• [What this task involves]:
Please reproduce, exactly and with nothing else, every line from the one containing "Updated icsa.uiowa.edu views" through the last line of the records below.

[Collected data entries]
== Segment start ==

PR #1544, opened 2020-05-06
Updated icsa.uiowa.edu views with minor changes.

mark-bennett-uiowa:
Minor updates to the Projects and Reports views. These are site specific views for the icsa.uiowa.edu site and will not be used on other CLAS sites.

- Fixed menu setting in /projects/finished to show properly in the main navigation menu.
- Fixed line sharing for titles and dates in Projects views so that dates are on the same line as the titles.
- Attempted to fix menu item weights to correct order.


pyrello (approved):
Reviewed, not tested. icsa.uiowa.edu only.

== Segment end ==

• [Worked solution]:
Updated icsa.uiowa.edu views with minor changes.

mark-bennett-uiowa:
Minor updates to the Projects and Reports views. These are site specific views for the icsa.uiowa.edu site and will not be used on other CLAS sites.

- Fixed menu setting in /projects/finished to show properly in the main navigation menu.
- Fixed line sharing for titles and dates in Projects views so that dates are on the same line as the titles.
- Attempted to fix menu item weights to correct order.


pyrello (approved):
Reviewed, not tested. icsa.uiowa.edu only.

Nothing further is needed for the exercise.